Dès 1962, cette technique d'analyse est utilisée couramment dans l'industrie pétrolière.
En effet, pour avoir des résultats rapides lors des forages, il est indispensable d'avoir une
méthode d'analyse qui donne presque instantanément et automatiquement des résultats
fiables. Depuis, cette technique s'est développée et s'étend aujourd'hui à tous les domaines :
chimie, biologie, astronomie, pharmacie, industrie des matières plastiques, etc.

Compte tenu de ses nombreuses applications dans tous les domaines des sciences, la
chromatographie de grande efficacité est considérée comme une évolution majeure du XXe
siècle dans le domaine de la chimie analytique.

2. Définition :

La CPG s'applique à des échantillons gazeux ou susceptibles d'être vaporisés sans


décomposition dans l'injecteur.
La phase mobile est alors un gaz (hélium, azote, argon ou hydrogène), appelé gaz vecteur,
qui balaie en permanence la colonne.

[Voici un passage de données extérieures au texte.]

PR #40485, opened 2025-09-03
system-probe: enable configsync component

paulcacheux:
### What does this PR do?

This PR adds a dependency on the configsync component for the `run` CLI command of the system-probe, allowing to sync some config options from the core agent.

The component is configured to force a first sync on start (with a 10 seconds timeout) so that we can be sure the sync is done before the config is read during the system-probe boot procedure.

Side note: configsync uses the new-ish agent_ipc mechanism that is disabled by default for now (but enabled internally).


mbertrone (approved):
LGTM!

mbertrone (approved):

PR #40486, opened 2025-09-03
[CWS] use cookie helper to resolver flow pid

safchain:
### What does this PR do?

Use the socket cookie helpers to improve the pid context resolution in flow related detection.

### DIFF
--- a/pkg/security/ebpf/c/include/helpers/network/pid_resolver.h
+++ b/pkg/security/ebpf/c/include/helpers/network/pid_resolver.h
@@ -43,13 +43,25 @@ __attribute__((always_inline)) void resolve_pid_from_flow_pid(struct packet_t *p
     pkt->pid = get_flow_pid(&pid_route);
 }
 
-__attribute__((always_inline)) void resolve_pid(struct packet_t *pkt) {
+__attribute__((always_inline)) void resolve_pid(struct __sk_buff *skb, struct packet_t *pkt) {
+    // direct pid from sched_cls
     u64 sched_cls_has_current_pid_tgid_helper = 0;
     LOAD_CONSTANT("sched_cls_has_current_pid_tgid_helper", sched_cls_has_current_pid_tgid_helper);
     if (sched_cls_has_current_pid_tgid_helper) {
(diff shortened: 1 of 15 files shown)


pkg/security/ebpf/probes/all.go
```diff
@@ -330,6 +332,13 @@ func AllMapSpecEditors(numCPU int, opts MapSpecEditorOpts, kv *kernel.Version) m
 		}
 	}
 
+	if opts.CgroupSocketEnabled {
+		editors["sock_cookie_pid"] = manager.MapSpecEditor{
+			MaxEntries: 40960,
```
spikat: do we need this such amount of entries? Is there a `0` to remove?

spikat (approved):

pkg/security/ebpf/probes/all.go
safchain: I clearly don't know what is a good number here, I found 4096 socket a bit too low. I'll try to evaluate the number of time we get flows without a PID and I'll adapt later.

pkg/security/ebpf/c/include/helpers/network/pid_resolver.h
```diff
@@ -43,13 +43,25 @@ __attribute__((always_inline)) void resolve_pid_from_flow_pid(struct packet_t *p
...
     }
+
+    // pid from socket cookie
+    if (pkt->pid == 0) {
+        u64 cookie = bpf_get_socket_cookie(skb);
+        u32 *pid = bpf_map_lookup_elem(&sock_cookie_pid, &cookie);
+        if (pid) {
+            pkt->pid = *pid;
+        }
+    }
```
YoannGh: What do you think about moving this resolver before the get_current_pid_tgid one?
I think get_current_pid_tgid is less reliable on the ingress path because it might not return a user process pid but the pid of the kworker running the tc hook instead

safchain: Yes, that's is probably better.

YoannGh (approved):

PR #40488, opened 2025-09-03
[CWS] Send original rule ID as tag when using group_id

lebauce:
### What does this PR do?

Add the original rule ID as a tag.

### Motivation

When using `group_id` for a rule, the original rule id is not sent in the event,
making it hard to match to the real agent rule.


pkg/security/module/server.go
```diff
@@ -414,6 +415,9 @@ func (a *APIServer) SendEvent(rule *rules.Rule, event events.Event, extTagsCb fu
 	eventTags := event.GetTags()
 
 	tags := []string{"rule_id:" + ruleID}
+	if ruleID != originalID {
+		tags = append(tags, "source_rule_id:"+originalID)
```
safchain: Is the tag enough or should it be part of the json as well ?

janine-c (approved):

safchain (approved):

PR #40490, opened 2025-09-03
[CWS-4569] Evict untouched nodes from profile after a given time

mftoure:
### What does this PR do?
This PR adds the mechanism that will evict nodes from profiles's activity tree if they have not been touched after a given time. It is part of the efforts to change the lifecycle of activity dumps and security profiles.


pkg/config/setup/system_probe_cws.go
```diff
@@ -62,7 +62,7 @@ func initCWSSystemProbeConfig(cfg pkgconfigmodel.Setup) {
 	cfg.BindEnvAndSetDefault("runtime_security_config.activity_dump.min_timeout", "10m")
 	cfg.BindEnvAndSetDefault("runtime_security_config.activity_dump.max_dump_size", 1750)
 	cfg.BindEnvAndSetDefault("runtime_security_config.activity_dump.traced_cgroups_count", 5)
-	cfg.BindEnvAndSetDefault("runtime_security_config.activity_dump.traced_event_types", []string{"exec", "open", "dns", "imds"})
+	cfg.BindEnvAndSetDefault("runtime_security_config.activity_dump.traced_event_types", []string{"exec", "open", "dns", "imds", "exit"})
```
safchain: I think if we have exec we should add by default exit

pkg/security/ebpf/c/include/hooks/exec.h
```diff
@@ -316,6 +316,15 @@ int __attribute__((always_inline)) handle_do_exit(ctx_t *ctx) {
             event.exit_code |= 0x80;
             bpf_map_delete_elem(&tasks_in_coredump, &pid_tgid);
         }
+
+        // Check if we should sample this event for activity dumps
+        struct activity_dump_config *config = lookup_or_delete_traced_pid(event.process.pid, bpf_ktime_get_ns(), NULL);
```
safchain: as all the exec are mark with the EVENT_FLAGS_ACTIVITY_DUMP_SAMPLE flag, I'll do the same for the exit, basically not checking the config

pkg/security/security_profile/activity_tree/process_node.go
```diff
@@ -550,3 +550,89 @@ func (pn *ProcessNode) EvictImageTag(imageTag string, DNSNames *utils.StringKeys
...
+		if socketNode.NodeBase.EvictBeforeTimestamp(before) > 0 {
+			if len(socketNode.Seen) == 0 {
+				pn.Sockets = append(pn.Sockets[:i], pn.Sockets[i+1:]...)
+				totalEvicted++
+			}
+		}
+	}
+
+	// Evict unused syscall nodes
+	if pn.Process.IsExecExec && !pn.Process.ExitTime.IsZero() {
```
safchain: Not sure to understand why we need to check the IsExecExec field

pkg/security/security_profile/activity_tree/process_node.go
```diff
@@ -550,3 +550,89 @@ func (pn *ProcessNode) EvictImageTag(imageTag string, DNSNames *utils.StringKeys
...
+	if !pn.Process.ExitTime.IsZero() {
+		evicted := pn.NodeBase.EvictBeforeTimestamp(before)
+		totalEvicted += evicted
+		if evicted > 0 && len(pn.Seen) == 0 {
+			totalEvicted++
+		}
+	}
+
+	// Evict unused file nodes
+	for path, fileNode := range pn.Files {
```
safchain: could we skip the rest of the Evictions if the process was evicted ?

pkg/security/security_profile/activity_tree/process_node.go
mftoure: sorry, autocompletion error

dustmop (approved):

pkg/security/config/config.go
```diff
@@ -635,6 +638,10 @@ func NewRuntimeSecurityConfig() (*RuntimeSecurityConfig, error) {
 		FileMetadataResolverEnabled: pkgconfigsetup.SystemProbe().GetBool("runtime_security_config.file_metadata_resolver.enabled"),
 	}
 
+	if slices.Contains(rsConfig.ActivityDumpTracedEventTypes, model.ExecEventType) {
+		rsConfig.ActivityDumpTracedEventTypes = append(rsConfig.ActivityDumpTracedEventTypes, model.ExitEventType)
+	}
```
spikat: Why should we add exit events here?

pkg/security/security_profile/activity_tree/activity_tree.go
```diff
@@ -958,3 +958,30 @@ func (at *ActivityTree) ExtractSyscalls(arch string) []string {
...
+func (at *ActivityTree) EvictUnusedNodes(before time.Time) int {
+	totalEvicted := 0
+
+	// Iterate through all process nodes and evict unused nodes
+	for i := len(at.ProcessNodes) - 1; i >= 0; i-- {
+		node := at.ProcessNodes[i]
+		if node == nil {
+			continue
+		}
+		// node.EvictBeforeTimestamp(before)
```
spikat: comment to be removed?

pkg/security/security_profile/activity_tree/activity_tree.go
```diff
@@ -958,3 +958,30 @@ func (at *ActivityTree) ExtractSyscalls(arch string) []string {
...
+		evicted := node.EvictUnusedNodes(before)
+		totalEvicted += evicted
+
+		// If the process node itself has no image tags left after eviction, remove it entirely
+		isRoot := len(at.ProcessNodes) == 1
+		if len(node.Seen) == 0 && !isRoot {
+			// Remove the node
+			at.ProcessNodes = append(at.ProcessNodes[:i], at.ProcessNodes[i+1:]...)
+			totalEvicted++
+		}
```
spikat, line 981: I'm not sure to understand the isRoot purpose here.

safchain (approved):

pkg/security/security_profile/manager.go
```diff
@@ -390,6 +391,14 @@ func (m *Manager) Start(ctx context.Context) {
 		silentWorkloadsTickerChan = make(chan time.Time)
 	}
 
+	if m.config.RuntimeSecurity.SecurityProfileEnabled && m.config.RuntimeSecurity.SecurityProfileNodeEvictionTimeout > 0 {
+		nodeEvictionTicker := time.NewTicker(m.config.RuntimeSecurity.SecurityProfileNodeEvictionTimeout)
```
spikat, line 395: I wonder if we need a different value here. Let's say we want to clean node older than 2h, we may want to proceed to the cleanup more frequently. WDYT ?

pkg/security/security_profile/manager.go
```diff
@@ -636,3 +647,32 @@ func perFormatStorageRequests(requests []config.StorageRequest) map[config.Stora
...
+	totalEvicted := 0
+
+	m.profilesLock.Lock()
+	defer m.profilesLock.Unlock()
+
+	for selector, profile := range m.profiles {
+		if profile == nil || profile.ActivityTree == nil {
+			continue
+		}
+
```
spikat, line 672: IMHO we should lock the profile here no?

pkg/security/security_profile/activity_tree/process_node.go
```diff
@@ -550,3 +550,89 @@ func (pn *ProcessNode) EvictImageTag(imageTag string, DNSNames *utils.StringKeys
...
 	return false
 }
+
+// EvictUnusedNodes evicts all child nodes that haven't been touched since the given timestamp
+// and returns the total number of nodes evicted
+func (pn *ProcessNode) EvictUnusedNodes(before time.Time) int {
+	totalEvicted := 0
+
+	// Only evict image tags from process node if the process has exited
+	if !pn.Process.ExitTime.IsZero() {
```
spikat: Not sure we should care about nodes with exit timestamps here. And if we want to I see some limitations:
- we'll need to clear this ts once we detect an already present exec
- we'll have a put a lot of logic when a policy is (re)loaded/saved to maintain consistency
Happy to chat about it offline

pkg/security/security_profile/activity_tree/process_node.go
```diff
@@ -550,3 +550,89 @@ func (pn *ProcessNode) EvictImageTag(imageTag string, DNSNames *utils.StringKeys
...
+		evicted := pn.NodeBase.EvictBeforeTimestamp(before)
+		totalEvicted += evicted
+		if evicted > 0 && len(pn.Seen) == 0 {
+			totalEvicted++
+			// we should return immediately because we don't need to evict other nodes if the process node itself should be removed
+			return totalEvicted
+		}
```
spikat: - no need to `totalEvicted++`, it's already done line 633.
- I wonder if instead of returning "only" totalEvicted we should also return the number of sub-nodes (dns, files etc). WDYT?

pkg/security/security_profile/activity_tree/process_node.go
```diff
@@ -550,3 +550,89 @@ func (pn *ProcessNode) EvictImageTag(imageTag string, DNSNames *utils.StringKeys
...
+
+	// Evict unused file nodes
+	for path, fileNode := range pn.Files {
+		if fileNode.NodeBase.EvictBeforeTimestamp(before) > 0 {
+			if len(fileNode.Seen) == 0 {
+				delete(pn.Files, path)
+				totalEvicted++
+			}
+		}
+	}
```
spikat: For every sub-node: I wonder if we should count the number of version evicted (not only if ALL the versions were evicted). I've no real opinion on this ATM, just curious about your thoughts :)

pkg/security/security_profile/activity_tree/process_node.go
spikat: Also I would make this check at the end of the function, and only perform it if all children were deleted. Otherwise we'll land on removing processes in the middle of a lineage with all its descendants.

pkg/security/security_profile/manager.go
```diff
@@ -636,3 +647,32 @@ func perFormatStorageRequests(requests []config.StorageRequest) map[config.Stora
...
+	evictionTime := time.Now().Add(-m.config.RuntimeSecurity.SecurityProfileNodeEvictionTimeout)
+	totalEvicted := 0
+
+	m.profilesLock.Lock()
+	defer m.profilesLock.Unlock()
+
+	for selector, profile := range m.profiles {
+		if profile == nil || profile.ActivityTree == nil {
+			continue
+		}
```
spikat, line 671: should we perform evictions only on loaded/active profiles?

pkg/security/tests/security_profile_test.go
```diff
@@ -2654,3 +2654,202 @@ func TestSecurityProfileSyscallDriftNoNewSyscall(t *testing.T) {
...
+				if len(nodes) != len(activities) {
+					t.Errorf("Expected %d process nodes found in profile, got %d", len(activities), len(nodes))
+					return false
+				}
+
+				return true
+			})
+
+		// Wait for eviction timeout + some buffer
+		time.Sleep(12 * time.Second)
```
spikat: just curious why we have to wait more than 5+1 sec here

pkg/security/config/config.go
mftoure: - we don't want to evict processes that are have not exited as they may make another action. 
- For that we check the exitTime which is not set if the exit event type is not traced

pkg/security/security_profile/activity_tree/activity_tree.go
mftoure: It's a sylvain's suggestion, It's a safeguard as we don't want to evict the root node because it would mean that all container processes are terminated

pkg/security/security_profile/manager.go
mftoure: what do you mean here ? the eviction period is settable on the config files.

pkg/security/security_profile/activity_tree/process_node.go
mftoure: same reply as above for the exit related question,

pkg/security/security_profile/manager.go
spikat: I mean we use the same config field `SecurityProfileNodeEvictionTimeout` for both:
- the ticker triggering the eviction
- the retention duration we want to keep nodes for

pkg/security/config/config.go
spikat: I though we decided to not rely on process exit right? Should we remove the exit from the traced event types?

mftoure: yep, forgot to remove it

pkg/security/security_profile/manager.go
spikat: I guess we could stay as this for now

pkg/security/security_profile/activity_tree/process_node.go
```diff
@@ -235,10 +237,15 @@ newSyscallLoop:
...
 		}
 		pn.Syscalls = append(pn.Syscalls, NewSyscallNode(int(newSyscall), e.ResolveEventTime(), imageTag, Runtime))
+		anySyscallNodeTagged = true
 		syscallMask[int(newSyscall)] = int(newSyscall)
 		stats.SyscallNodes++
 	}
 
+	if anySyscallNodeTagged {
+		pn.AppendImageTag(imageTag, e.ResolveEventTime())
+	}
```
spikat: If I understand correctly, we refresh the process tag anyway no? (except if the `e.Syscalls.Syscalls` list is empty but it should not happen I guess). Should we simplify this by directly frefreshing the process timestamp ?

spikat: In fact I saw that you refresh process tag timestamp for every eventype on multiple location, what about doing it only once ? like here: https://github.com/DataDog/datadog-agent/blob/5b1db21a790c0f4eee9e400e7f32f16944292020/pkg/security/security_profile/activity_tree/activity_tree.go#L397
ie: we don't really care if it's something new or not for the profile, in any case it's a valid activity related to a process that need it's tag to be update

pkg/security/security_profile/manager.go
```diff
@@ -636,3 +647,37 @@ func perFormatStorageRequests(requests []config.StorageRequest) map[config.Stora
...
+	m.profilesLock.Lock()
+	defer m.profilesLock.Unlock()
+
+	for selector, profile := range m.profiles {
+		if profile == nil {
+			continue
+		}
+		profile.Lock()
+		if profile.ActivityTree == nil {
+			continue
```
spikat, line 670: missing profile.unlock() here

pkg/security/security_profile/activity_tree/process_node.go
```diff
@@ -550,3 +581,119 @@ func (pn *ProcessNode) EvictImageTag(imageTag string, DNSNames *utils.StringKeys
...
+			pn.Children = append(pn.Children[:i], pn.Children[i+1:]...)
+			totalEvicted++
+		}
+	}
+
+	// Check if this node can be evicted (all children must be evictable)
+	canEvictThisNode := pn.canEvictNode(before)
+
+	// Only evict child nodes if this node itself can be evicted
+	if canEvictThisNode {
```
spikat: Why should we NOT evict process activity nodes (open, dns etc) only if the process itself can be evicted?
Also: as we refresh the process tag timestamp every time we insert an activity for it, if the process itself can be evicted, all of its node should be either already evicted or could be evited too.
IMHO we should:
* return directly if `pn.canEvictNode(before) == true`
* otherwise, try to evict all process activity nodes

pkg/security/security_profile/activity_tree/process_node.go
```diff
@@ -550,3 +581,119 @@ func (pn *ProcessNode) EvictImageTag(imageTag string, DNSNames *utils.StringKeys
...
+				if len(capabilityNode.Seen) == 0 {
+					pn.Capabilities = append(pn.Capabilities[:i], pn.Capabilities[i+1:]...)
+					totalEvicted++
+				}
+			}
+		}
+
+		// Finally, evict image tags from this process node
+		evicted := pn.NodeBase.EvictBeforeTimestamp(before)
+		totalEvicted += evicted
```
spikat: IMHO this should be almost first. It would simplify the `canEvictNode()` method by simply doing a:
`return len(pn.Children) == 0 && len(pn.Seen) == 0`
WDYT ?

spikat (approved):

Cette dernière, placée dans un four thermostaté, est
un tube de faible section enroulé sur lui-même et contenant la phase stationnaire. Un grand
choix de détecteurs permet l'analyse sélective et parfois l'identification de mélanges très
complexes.

Si la phase stationnaire est un liquide non ou peu volatil, possédant des propriétés de
solvant vis-à-vis des composés à séparer, on parle de chromatographie gaz-liquide ou
chromatographie de partage. Si la phase stationnaire est un solide absorbant (silice, alumine,
zéolites ou autres polymères adsorbants), c'est de la chromatographie gaz-solide ou
chromatographie d'adsorption.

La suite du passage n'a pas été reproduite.